Backstory: Not only does my mom love typing phonetically (see also: “sat-chill” for the far-too-common “satchel”), she has a serious love-hate (well, hate) relationship with MTV “Teen Mom’s” Amber who constantly berates her boyfriend with the stinging, “Seriously Gary.” But, you know, with an accent of some sort.

Checking my gray hairs today, I noticed that there is dye on my scalp in blotchy form.  It looks like scabs all over the top of my head!  I quickly pulled the hair back up and put my hat on….  happy I packed it my sat-chill.  I had no idea it was so noticeable.  Looks like I have a head disease – seriously Gear-ree.  I’m gonna have to scrub it out somehow off the scalp first before re-dying my hair.  It looks permanent!

In Case of Craigslist Murder

I’m going to pick up a clay cooker from a guy on Craig’s list. Dad was going to come with me; however, he isn’t feeling well so I’ll probably go alone. I’ve done it before but in case the guy, Russ, (details left on desk by the kitchen phone) hacks up my body and feeds me to the ducks, I want you to know that I love you very much. And if it comes to trial, I think Dad should get the $15 back that I’m paying for the clay pot.

Today in Mom News: Not Realizing You’re Preggo

One of my favorite guilty pleasures on TLC is I Didn’t Know I Was Pregnant. For those of you not familiar with the show, it’s pretty self-explanatory–it’s a reality show about ladies who did not realize they were preggo until they’re giving birth in the toilet at work or whatever. The New York Times’ Lisa Belkin points us to the latest “surprised mom,” Kentucky native Kelly Bottom. We want to hear your own urban legends: Do you know any “surprised moms” personally or were you one yourself? Are you also a fan of crazybananas reality shows? We want to hear from you in the comments!

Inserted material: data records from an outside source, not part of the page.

PR #748, opened 2018-12-02
Change `eq` to `contain_exactly` in specs where...

houhoulis:
... we don't care about the order of the results.

I didn't find other specs using `eq` with an array that didn't care about order.

cc @lilsweetcaligula


lilsweetcaligula:
:+1: Cool, thanks!

kgf:
Thanks @houhoulis  !

PR #753, opened 2019-07-03
Containerizing it

masukomi:
added all the docker files


masukomi:
Travis is failing because of a bunch of these:

```
      Selenium::WebDriver::Error::UnknownError:
        unknown error: Chrome failed to start: exited abnormally
          (unknown error: DevToolsActivePort file doesn't exist)
          (The process started from chrome location /usr/bin/google-chrome is no longer running, so ChromeDriver is assuming that Chrome has crashed.)
```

Planning for a Barista-in-Law

Mom: I think the guy at starbucks likes you.

Me: Ew. We call him Jethro – cause he’s dumb.

Mom: I can’t listen to you say mean things. Don’t call him Jethro – he’s cute.

Me: He’s on drugs.

Mom: Well, I don’t want you mixed up with someone on drugs.

Me: But you want me mixed up with a barista!? Do you want me to have to bring your grandchildren to live with you after my barista/drug dealer husband leaves us????

Happy… Birthday?

Hope you are having a great day.  I don’t remember having such a great day about this time 27 years ago!  (My exact quote: “Give me drugs, I don’t care if she is brain damaged for life.”)  But I love you anyway. I’ll call this evening.  Love, Mom

Where the Heck is Click?

Opened your list as a word doc. It say to press control+click … where the heck is click? I have been racking my brains trying to figure out how to view a couple items. I tried control+every key and nothing. HELP!!!!!!!!!

Did I mention I need… HELP!!!!!!!!!!